I donated my labor, nail gun and air compressor. 

I do have a water level too, all my dad and grandpa use


----------



## canyonbc

jlhaslip said:


> Slab dimensions we use around here:
> 
> 
> 
> 
> 
> 
> 
> 
> 
> 
> Rebar mat in the middle of the slab extends to within an inch of the outer perimeter. Two bars centred in the thickened footing and a single bar in the curb. Add Fibermesh and you should be good to go.
> 
> Typicial method for hanging the inside form without pins to support it.
> 
> Notice that for the drawing purposes that the gusset is shown at the top of the curb. Leave enough space there to slip a trowel under it. Anchor bolts are placed as per usual layout for your area, although you might want to use longer ones so they sit down into the footing at the thickened edge.



Just expanding my knowledge here, 

In respects to the mono fill, on the back side where you have pointed using 2 x material. Wondering it is ok to use, has been tried and tested to use 3/4'' plywood instead of the 2 x material. 

Also wondering is it more price effective to use 3/4'' plywood on the back side??


----------



## jlhaslip

Normally 2x's are used especially on the outside. But 3/4 ply would work. Use more gussets to maintain a straight curb.


----------



## canyonbc

Makes since, in respects to the 2 x material do you like a certain size over another

i.e. a 2 x 6 over a 2x8 or 2 x 12 over a 2 x 6 as examples.


----------



## jlhaslip

canyonbc said:


> Makes since, in respects to the 2 x material do you like a certain size over another
> 
> i.e. a 2 x 6 over a 2x8 or 2 x 12 over a 2 x 6 as examples.


select a pair that matches the depth of the slab/footing combined. I use the bigger one on top so the seam is buried in the dirt after grading.


----------



## canyonbc

jlhaslip said:


> select a pair that matches the depth of the slab/footing combined. I use the bigger one on top so the seam is buried in the dirt after grading.


I like that, little thing you would not think about your first time doing it but after you would go ah, if i were to re do that i would have

well still exploring the opitions have not settled on a plan yet.


----------



## Willie T

One point I would like to interject here is that you really would be doing yourself a favor to plan now for an entry ramp where the large door will be. While the ramp can easily be poured later, the transition to the garage slab, itself, needs to be taken into consideration at this point.

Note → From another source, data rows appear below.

PR #1605, opened 2021-07-26
Codacy: Various stuff. I want to get the A grade back!

He3lixxx:
I've disabled a lot of stuff on codacy that we do not care about, but some of the suggestions actually made sense, so I changed them here.

(Note: The disabled stuff alone lifted the grade back to A)

### DIFF
--- a/.prospector.yaml
+++ b/.prospector.yaml
@@ -12,10 +12,10 @@ doc-warnings: no
 strictness: veryhigh
 pep8:
   disable:
-    - E501  # line too long - we don't enforce some fixed line length but rather complain about long lines in reviews.
-    - W503  # line break before operator - looks better and PEP8 allows it
-    - E128  # hanging indents not allowed - we indent differently
-    - E126  # overindentation - we indent differently
+    - E501  # line too long - code formatting is done by black
+    - W503  # line break before operator
+    - E128  # hanging indents not allowed
+    - E126  # overindentation
     - N802  # function name should be lowercase - lots of false positives in tests that pylint doesn't show
     - N803  # argument name should be lowercase - pylint has this as well (and there we tweaked it)
     - N806  # variable in function should be lowercase - lots of false positives, mostly Formset classes made from factories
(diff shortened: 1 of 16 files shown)


README.md
```diff
@@ -5,14 +5,12 @@
 [![Codacy Badge](https://app.codacy.com/project/badge/Grade/2cf538781fdc4680a7103bcf96417a9a)](https://www.codacy.com/gh/e-valuation/EvaP/dashboard)
 [![codecov](https://codecov.io/gh/e-valuation/EvaP/branch/master/graph/badge.svg)](https://codecov.io/gh/e-valuation/EvaP)
 
-
-## What is EvaP?
+## What is EvaP
```
janno42, line 8: it doesn't allow question marks in headings?

He3lixxx: [Yup](https://app.codacy.com/gh/e-valuation/EvaP/issues?bid=23052067&filters=W3siaWQiOiJMYW5ndWFnZSIsInZhbHVlcyI6WyJNYXJrZG93biJdfSx7ImlkIjoiQ2F0ZWdvcnkiLCJ2YWx1ZXMiOltdfSx7ImlkIjoiTGV2ZWwiLCJ2YWx1ZXMiOltdfSx7ImlkIjoiUGF0dGVybiIsInZhbHVlcyI6WyI2NjI2Il19LHsiaWQiOiJBdXRob3IiLCJ2YWx1ZXMiOltdfV0=), the [no-heading-punctuation](https://github.com/remarkjs/remark-lint/tree/main/packages/remark-lint-no-heading-punctuation) rule is active by default. I don't actually care about the question mark here, I can see how someone could argue it to be a smell, but I'm also fine with just disabling the rule if you prefer that.

He3lixxx: Btw, same for the "no-multiple-empty-lines" rule. Personally, I don't really care if we put two empty lines before a new heading. With syntax highlighting, it shouldn't be necessary, but I don't think it does any damage.

karyon (approved):

README.md
janno42: as discussed, two empty lines before the heading are nice but i really don't understand the problem with question marks in headings from a linguistic perspective. in this case, both solutions (removing the question mark, disabling the rule) are fine for me :)

janno42 (approved):

README.md
He3lixxx: Removed the changes from README.md. Deactivated the two checks on codacy.

PR #1608, opened 2021-08-01
Remove manual reloading of DB models in tests

karyon:
This has been made obsolete by django 3.2, which now properly isolates
test data created in setUpTestData between tests.

(see https://docs.djangoproject.com/en/3.2/releases/3.2/#tests)


He3lixxx (approved):
Nice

The weight of a vehicle, when rolling from the ramp onto the garage slab, will eventually cause cracking across that threshold if that area is not poured deeper, and well reniforced with rebar.

Just a thought to keep in mind.


----------



## Willie T

This is not, in any way, to disparage anyone's suggestions here. The formwork as described is very good construction. In fact, I've done many similar setups myself.

However, I DO want you to be well aware of the expense and the amount of work you are signing up for with this approach. It's a LOT.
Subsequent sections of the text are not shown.